Gesprächsrunde im Sucht-Selbsthilfe-Vernetzungskreis (von links): Uwe Klietsch (Kreuzbund), Heike Bender-Roth (Kamillushaus), Margarete und Heinrich Gwozdz (Selbsthilfegruppe), Gabriele Becker (Wiese e.V.) und Bruno Goriß (Lädchen e.V.).
Gesprächsrunde im Sucht-Selbsthilfe-Vernetzungskreis (von links): Uwe Klietsch (Kreuzbund), Heike Bender-Roth (Kamillushaus), Margarete und Heinrich Gwozdz (Selbsthilfegruppe), Gabriele Becker (Wiese e.V.) und Bruno Goriß (Lädchen e.V.). © FUNKE Foto Services | Dirk A. Friedrich

„Es ist ein wichtiger Schritt, sich nach der Entgiftung eine Gruppe zu suchen, in der man sich wohlfühlt“, sagt Mariane, die in den Anonymen Alkoholikern (AA) die Begleiter fürs Leben gefunden hat. „Wir sind eine Monologgruppe: Die Betroffenen sprechen reihum und werden nicht unterbrochen.“ Andere Träger und Vereine bieten Dialoggruppen an, in denen die Teilnehmer im Gespräch aufeinander eingehen.

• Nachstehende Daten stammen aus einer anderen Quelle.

PR #1525, opened 2024-11-13
Theodw 1403 update py unit tests nsip s51 advice

Syed-KC:
Fixed tests on s51 advice that didn't make sense and added to the functions notebook
Updated pytest script

### DIFF
--- a/workspace/notebook/py_unit_tests_functions.json
+++ b/workspace/notebook/py_unit_tests_functions.json
@@ -20,7 +20,7 @@
 				"spark.dynamicAllocation.enabled": "false",
 				"spark.dynamicAllocation.minExecutors": "2",
 				"spark.dynamicAllocation.maxExecutors": "2",
-				"spark.autotune.trackingId": "f9abbf16-f0dd-4332-acda-ceeae6a9b838"
+				"spark.autotune.trackingId": "f50e3d23-95bb-46ee-ae1d-484b3ba55128"
 			}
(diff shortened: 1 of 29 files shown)


workspace/notebook/py_unit_tests_functions.json
```diff
@@ -776,6 +776,36 @@
...
+						"outputs_hidden": false
+					},
+					"nteract": {
+						"transient": {
+							"deleting": false
+						}
+					}
+				},
+				"source": [
+					"def test_no_project_from_horizon_dropped(std_db: str, curated_db_migration: str, horizon_table:str, curated_table_migration:str):\n",
```
muhammadkc, line 793: The objective of this test is to make sure no record from horizon is dropped. I think this could be made a bit more generic. i.e by making the primary key a parameter. I believe for s51 advice, the primary key is advicenodeid/adviceId instead of caseReference. 

Something like this?
`def test_no_record_from_horizon_dropped(std_db: str, curated_db_migration: str, horizon_table:str, curated_table_migration:str, horizon_pk: str, curated_pk: str)`

muhammadkc: And then we can pass `caseNodeId` as a horizon_pk from s51 advice unit test notebook, and `caseReference` from nsip_project unit test notebook

ChrisToppingKandC (approved):

PR #424, opened 2021-01-13
MGMT-3417 - infra changes for static ips e2e test

yevgeny-shnaidman:


tsorya:
We need to add get ip functionality to e2e test in static ip mode, currently it will not work

yevgeny-shnaidman:
> We need to add get ip functionality to e2e test in static ip mode, currently it will not work

i will open another a Jira ticket that will implement this functionality in terraform controller based on tfvars and ping

PR #425, opened 2021-01-13
Adding delete_host method and get_workers nodes

lalon4:


discovery-infra/test_infra/assisted_service_api.py
```diff
@@ -189,6 +189,10 @@ def delete_cluster(self, cluster_id):
         log.info("Deleting cluster %s", cluster_id)
         self.client.deregister_cluster(cluster_id=cluster_id)
 
+    def delete_host(self, cluster_id, host_id):
```
nshidlin, line 192: Maybe should be `deregister_host`? wdty?

lalon4: isn't delete_host is more intuitive when:
new_cluster.delete_host(host)?
i mean, youll know to search deregister if you know that the API called deregister rather then delete
WDYT?

lalon4: ho its the api, so yeah it can be deregistered, changing

PR #426, opened 2021-01-13
Add advanced networking cluster methods

trewest:
Adding following methods to cluster.py:

`def set_advanced_networking` - Updates Cluster CIDR, Service CIDR, and Cluster Host Prefix under AI Advanced Networking
`def set_advanced_cluster_cidr` - Updates Cluster Network CIDR under AI Advanced Networking
`def set_advanced_service_cidr` - Updates Service Network CIDR under AI Advanced Networking
`def set_advanced_cluster_host_prefix` - Updates Cluster Network Host Prefix under AI Advanced Networking

### DIFF
--- a/discovery-infra/test_infra/helper_classes/cluster.py
+++ b/discovery-infra/test_infra/helper_classes/cluster.py
@@ -160,6 +160,23 @@ class Cluster:
     def set_base_dns_domain(self, base_dns_domain):
         logging.info(f"Setting base DNS domain:{base_dns_domain} for cluster: {self.id}")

Selbsthilfegruppe begleitet Betroffene lebenslang

Uwe Klietsch empfiehlt, sorgfältig auszuwählen, wo man andockt: „Im Idealfall sollte die Gruppe ein Leben lang halten. Da ist wichtig, dass man gern hingeht.“ Er selbst ist seit zwei Jahrzehnten beim Kreuzbund, inzwischen als Sprecher für Essen. So werde er regelmäßig daran erinnert, „dass ich krank bin“. Eine Erinnerung, die ihm hilft.

Sucht-Selbsthilfe-Gruppen laden ein

Essener Sucht-Selbsthilfe-Gruppen laden am Mittwoch, 14. Juni, von 16 bis 18 Uhr ins Haus der Begegnung, I. Weberstraße 28, ein. Unter dem Titel „Sucht-Selbsthilfe neu gedacht“ sprechen dann Sucht- und Psychotherapeut Bernd Dießelmann und Sozialarbeiterin Heike Bender-Roth (Kamillushaus). An der Diskussion nehmen teil: Christa (Al-Anon Familiengruppen), Mariane (Anonyme Alkoholiker), Uwe Klietsch (Kreuzbund) und Yvonne Treptow (Psychosoziale AG Sucht). Gabriele Becker (Wiese e.V.) moderiert.

Die Veranstaltung ist kostenlos, um Anmeldung wird gebeten, telefonisch unter 0201-20 76 76 oder per Mail an:

Am Mittwoch, 9. August, geht es an selber Stelle zur selben Uhrzeit um „Sucht und/oder Depression“.

Auch Christa braucht nach vielen Jahren noch den Halt von Al Anon: „Anfangs dachte ich, nach sechs Wochen könnte ich mein altes Leben wieder aufnehmen.“ Nun gehe sie noch immer zu den Treffen: „So bleibe ich in der Spur.“

Das ist nicht bloß eine gefühlte Wahrheit, sondern deckt sich auch mit den Erfahrungen von Therapeuten. „Wir empfehlen, von der Reha in die Selbsthilfe zu gehen“, sagt Heike Bender-Roth, therapeutische Leiterin in der Fachklinik Kamillushaus. Auch sie ist im Sucht-Selbsthilfe-Vernetzungskreis, in dem sich die Gruppen seit Jahren mit Fachkräften austauschen. Nicht nur für Suchtexperten sei dieser Austausch hilfreich, sondern auch für Beschäftigte in Jugend- und Eingliederungshilfe. Oder auf den somatischen Stationen von Krankenhäusern, wo die gesundheitlichen Folgen von Suchterkrankungen behandelt werden.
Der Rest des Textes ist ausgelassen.